TASK BRIEF:
Once you reach the line containing "Superseded by #4390, which" in the data below, restate each line word for word up to and including the one containing "Thanks for chasing".

RECORDS SUPPLIED:
········

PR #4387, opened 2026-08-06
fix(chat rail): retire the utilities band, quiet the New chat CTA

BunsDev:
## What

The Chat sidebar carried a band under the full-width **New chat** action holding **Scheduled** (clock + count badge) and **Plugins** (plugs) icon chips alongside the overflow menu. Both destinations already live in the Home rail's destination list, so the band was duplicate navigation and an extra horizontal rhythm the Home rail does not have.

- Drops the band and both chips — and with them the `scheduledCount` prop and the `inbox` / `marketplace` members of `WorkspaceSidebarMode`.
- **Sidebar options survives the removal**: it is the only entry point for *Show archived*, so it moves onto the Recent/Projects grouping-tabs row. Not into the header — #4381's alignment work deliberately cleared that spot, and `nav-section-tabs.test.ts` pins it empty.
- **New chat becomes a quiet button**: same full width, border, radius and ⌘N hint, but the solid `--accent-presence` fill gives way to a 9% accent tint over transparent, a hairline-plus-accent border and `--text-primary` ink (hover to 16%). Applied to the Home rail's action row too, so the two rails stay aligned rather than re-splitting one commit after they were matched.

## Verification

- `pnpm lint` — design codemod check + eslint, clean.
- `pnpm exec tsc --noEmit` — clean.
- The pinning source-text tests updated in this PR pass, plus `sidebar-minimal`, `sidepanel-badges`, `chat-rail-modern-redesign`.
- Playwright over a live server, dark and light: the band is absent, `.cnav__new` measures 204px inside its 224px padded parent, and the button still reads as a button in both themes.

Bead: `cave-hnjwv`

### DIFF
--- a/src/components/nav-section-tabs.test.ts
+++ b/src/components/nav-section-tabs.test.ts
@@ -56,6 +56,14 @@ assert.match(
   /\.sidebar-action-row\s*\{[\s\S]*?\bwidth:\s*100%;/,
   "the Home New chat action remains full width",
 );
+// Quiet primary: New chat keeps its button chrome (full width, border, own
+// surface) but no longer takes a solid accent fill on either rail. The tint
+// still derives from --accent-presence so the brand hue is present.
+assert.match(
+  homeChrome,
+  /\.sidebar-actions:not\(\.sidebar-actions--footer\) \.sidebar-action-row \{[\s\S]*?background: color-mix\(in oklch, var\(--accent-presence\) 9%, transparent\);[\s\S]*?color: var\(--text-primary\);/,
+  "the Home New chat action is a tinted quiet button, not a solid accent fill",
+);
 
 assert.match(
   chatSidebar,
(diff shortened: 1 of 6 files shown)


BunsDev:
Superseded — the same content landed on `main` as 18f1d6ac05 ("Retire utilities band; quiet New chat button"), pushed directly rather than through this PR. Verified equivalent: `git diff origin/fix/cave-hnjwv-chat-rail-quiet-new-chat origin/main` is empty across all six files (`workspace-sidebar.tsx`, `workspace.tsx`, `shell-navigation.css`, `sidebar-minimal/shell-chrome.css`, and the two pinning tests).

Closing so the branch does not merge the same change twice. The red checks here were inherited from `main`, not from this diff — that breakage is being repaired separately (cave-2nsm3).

········

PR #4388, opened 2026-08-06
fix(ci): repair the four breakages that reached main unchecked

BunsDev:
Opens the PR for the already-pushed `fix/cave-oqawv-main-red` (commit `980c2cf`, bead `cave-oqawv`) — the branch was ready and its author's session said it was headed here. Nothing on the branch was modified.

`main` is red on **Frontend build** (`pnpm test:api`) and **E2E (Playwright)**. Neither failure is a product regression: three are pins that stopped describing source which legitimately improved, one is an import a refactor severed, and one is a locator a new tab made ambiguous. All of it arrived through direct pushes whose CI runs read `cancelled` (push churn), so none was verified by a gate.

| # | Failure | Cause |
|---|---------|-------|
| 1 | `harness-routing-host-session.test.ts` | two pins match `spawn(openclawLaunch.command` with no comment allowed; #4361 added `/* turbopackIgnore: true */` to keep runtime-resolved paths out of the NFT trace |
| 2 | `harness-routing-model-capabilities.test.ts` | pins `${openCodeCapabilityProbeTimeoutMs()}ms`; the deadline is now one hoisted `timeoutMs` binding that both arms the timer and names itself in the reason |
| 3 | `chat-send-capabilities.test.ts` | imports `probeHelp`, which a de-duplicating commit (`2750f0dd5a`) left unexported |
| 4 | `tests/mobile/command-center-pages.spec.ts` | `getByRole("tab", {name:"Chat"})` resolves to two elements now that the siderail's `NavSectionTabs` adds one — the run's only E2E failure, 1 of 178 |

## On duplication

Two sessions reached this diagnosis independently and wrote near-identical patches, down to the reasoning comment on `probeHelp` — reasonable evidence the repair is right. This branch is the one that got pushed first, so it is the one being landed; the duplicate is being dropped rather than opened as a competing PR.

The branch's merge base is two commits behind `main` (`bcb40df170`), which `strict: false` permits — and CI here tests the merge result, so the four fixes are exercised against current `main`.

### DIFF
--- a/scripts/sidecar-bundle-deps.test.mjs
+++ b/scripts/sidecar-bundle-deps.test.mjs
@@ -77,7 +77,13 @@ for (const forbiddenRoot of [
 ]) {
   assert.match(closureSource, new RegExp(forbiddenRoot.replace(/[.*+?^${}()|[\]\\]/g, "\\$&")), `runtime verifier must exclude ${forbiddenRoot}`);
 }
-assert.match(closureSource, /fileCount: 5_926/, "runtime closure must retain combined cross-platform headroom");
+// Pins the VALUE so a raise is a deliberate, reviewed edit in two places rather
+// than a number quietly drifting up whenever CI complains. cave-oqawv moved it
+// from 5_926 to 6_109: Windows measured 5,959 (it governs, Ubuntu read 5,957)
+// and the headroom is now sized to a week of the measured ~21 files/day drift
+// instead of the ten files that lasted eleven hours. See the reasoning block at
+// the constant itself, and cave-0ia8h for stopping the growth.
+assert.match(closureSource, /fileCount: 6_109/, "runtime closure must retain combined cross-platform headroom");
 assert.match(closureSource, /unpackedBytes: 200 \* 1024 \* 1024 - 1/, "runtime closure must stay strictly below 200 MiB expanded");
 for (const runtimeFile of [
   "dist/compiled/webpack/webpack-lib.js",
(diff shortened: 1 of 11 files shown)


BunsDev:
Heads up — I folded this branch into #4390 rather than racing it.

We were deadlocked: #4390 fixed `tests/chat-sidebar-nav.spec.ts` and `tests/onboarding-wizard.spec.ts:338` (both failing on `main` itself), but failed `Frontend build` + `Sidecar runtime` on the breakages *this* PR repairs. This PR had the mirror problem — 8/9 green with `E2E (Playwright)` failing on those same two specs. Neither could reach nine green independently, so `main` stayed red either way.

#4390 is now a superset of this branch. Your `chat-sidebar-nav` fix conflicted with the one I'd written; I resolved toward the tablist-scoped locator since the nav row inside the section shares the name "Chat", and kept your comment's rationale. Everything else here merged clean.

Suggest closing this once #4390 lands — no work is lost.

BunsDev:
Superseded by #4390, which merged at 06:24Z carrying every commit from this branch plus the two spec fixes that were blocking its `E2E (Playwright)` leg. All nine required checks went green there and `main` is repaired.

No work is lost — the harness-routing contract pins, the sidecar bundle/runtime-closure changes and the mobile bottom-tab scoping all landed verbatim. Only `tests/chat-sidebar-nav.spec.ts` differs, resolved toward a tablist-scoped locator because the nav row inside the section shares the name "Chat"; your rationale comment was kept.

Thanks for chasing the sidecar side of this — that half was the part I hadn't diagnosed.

········

ANSWER SECTION:
Superseded by #4390, which merged at 06:24Z carrying every commit from this branch plus the two spec fixes that were blocking its `E2E (Playwright)` leg. All nine required checks went green there and `main` is repaired.

No work is lost — the harness-routing contract pins, the sidecar bundle/runtime-closure changes and the mobile bottom-tab scoping all landed verbatim. Only `tests/chat-sidebar-nav.spec.ts` differs, resolved toward a tablist-scoped locator because the nav row inside the section shares the name "Chat"; your rationale comment was kept.

Thanks for chasing the sidecar side of this — that half was the part I hadn't diagnosed.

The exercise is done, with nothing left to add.